▸ **Work order**
What do the lines say from the start of the entries through the one containing "Using map requires"? Repeat them exactly.

★ ★ ★ ★ ★ ★ ★

PR #5290, opened 2023-12-08
Add Device Admission

cl2017:
**What type of PR is this?**
/kind feature

Add admission validation rules for the `device CR` to ensure that the `property.name` is unique.

Fixes #

```release-note
NONE
```

### DIFF
--- a/cloud/pkg/admissioncontroller/admit_device.go
+++ b/cloud/pkg/admissioncontroller/admit_device.go
@@ -1,0 +1,62 @@
+package admissioncontroller
+
+import (
+	"net/http"
+	"strings"
+
+	admissionv1 "k8s.io/api/admission/v1"
+	metav1 "k8s.io/apimachinery/pkg/apis/meta/v1"
+	"k8s.io/klog/v2"
+
+	devicesv1beta1 "github.com/kubeedge/kubeedge/pkg/apis/devices/v1beta1"
+)
+
+func admitDevice(review admissionv1.AdmissionReview) *admissionv1.AdmissionResponse {
+	reviewResponse := admissionv1.AdmissionResponse{}
+	reviewResponse.Allowed = true
+	var msg string
+
+	switch review.Request.Operation {
+	case admissionv1.Create, admissionv1.Update:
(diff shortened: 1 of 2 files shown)


WillardHu:
You need to add the webhook configuration to the ValidatingWebhookConfiguration in the method `registerWebhooks(..)`

cl2017:
> You need to add the webhook configuration to the ValidatingWebhookConfiguration in the method `registerWebhooks(..)`

ok, done.

cloud/pkg/admissioncontroller/admit_device.go
```diff
@@ -0,0 +1,60 @@
...
+	//device properties name must be unique.
+	var msg string
+	propertyNameMap := make(map[string]bool)
+	for _, property := range device.Spec.Properties {
+		if _, ok := propertyNameMap[property.Name]; !ok {
+			propertyNameMap[property.Name] = true
+		} else {
+			msg = "property names must be unique."
+			response.Allowed = false
+		}
```
WillardHu, line 53: There is no need to use map to determine whether the name is the same
```golang
size := len(device.Spec.Properties)
for i := range device.Spec.Properties {
    for j := i+1; j < size; j++ {
        if device.Spec.Properties[i].Name == device.Spec.Properties[j].Name {
            msg = "property names must be unique."
            response.Allowed = false
            break
        }
    }
}
```

cl2017: I think the time complexity of using a hash table is O(n), which should be lower than that of a two-level loop.

WillardHu: > I think the time complexity of using a hash table is O(n), which should be lower than that of a two-level loop.

Using map requires memory to be allocated and hash code to be calculated. 

When the amount of data is large, the hash code used as map index performs better than loop data.

The value of map doesn't mean much here either.

cl2017: I have modified

wbc6080:
LGTM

★ ★ ★ ★ ★ ★ ★

▸ **Task response**
PR #5290, opened 2023-12-08
Add Device Admission

cl2017:
**What type of PR is this?**
/kind feature

Add admission validation rules for the `device CR` to ensure that the `property.name` is unique.

Fixes #

```release-note
NONE
```

### DIFF
--- a/cloud/pkg/admissioncontroller/admit_device.go
+++ b/cloud/pkg/admissioncontroller/admit_device.go
@@ -1,0 +1,62 @@
+package admissioncontroller
+
+import (
+	"net/http"
+	"strings"
+
+	admissionv1 "k8s.io/api/admission/v1"
+	metav1 "k8s.io/apimachinery/pkg/apis/meta/v1"
+	"k8s.io/klog/v2"
+
+	devicesv1beta1 "github.com/kubeedge/kubeedge/pkg/apis/devices/v1beta1"
+)
+
+func admitDevice(review admissionv1.AdmissionReview) *admissionv1.AdmissionResponse {
+	reviewResponse := admissionv1.AdmissionResponse{}
+	reviewResponse.Allowed = true
+	var msg string
+
+	switch review.Request.Operation {
+	case admissionv1.Create, admissionv1.Update:
(diff shortened: 1 of 2 files shown)


WillardHu:
You need to add the webhook configuration to the ValidatingWebhookConfiguration in the method `registerWebhooks(..)`

cl2017:
> You need to add the webhook configuration to the ValidatingWebhookConfiguration in the method `registerWebhooks(..)`

ok, done.

cloud/pkg/admissioncontroller/admit_device.go
```diff
@@ -0,0 +1,60 @@
...
+	//device properties name must be unique.
+	var msg string
+	propertyNameMap := make(map[string]bool)
+	for _, property := range device.Spec.Properties {
+		if _, ok := propertyNameMap[property.Name]; !ok {
+			propertyNameMap[property.Name] = true
+		} else {
+			msg = "property names must be unique."
+			response.Allowed = false
+		}
```
WillardHu, line 53: There is no need to use map to determine whether the name is the same
```golang
size := len(device.Spec.Properties)
for i := range device.Spec.Properties {
    for j := i+1; j < size; j++ {
        if device.Spec.Properties[i].Name == device.Spec.Properties[j].Name {
            msg = "property names must be unique."
            response.Allowed = false
            break
        }
    }
}
```

cl2017: I think the time complexity of using a hash table is O(n), which should be lower than that of a two-level loop.

WillardHu: > I think the time complexity of using a hash table is O(n), which should be lower than that of a two-level loop.

Using map requires memory to be allocated and hash code to be calculated. 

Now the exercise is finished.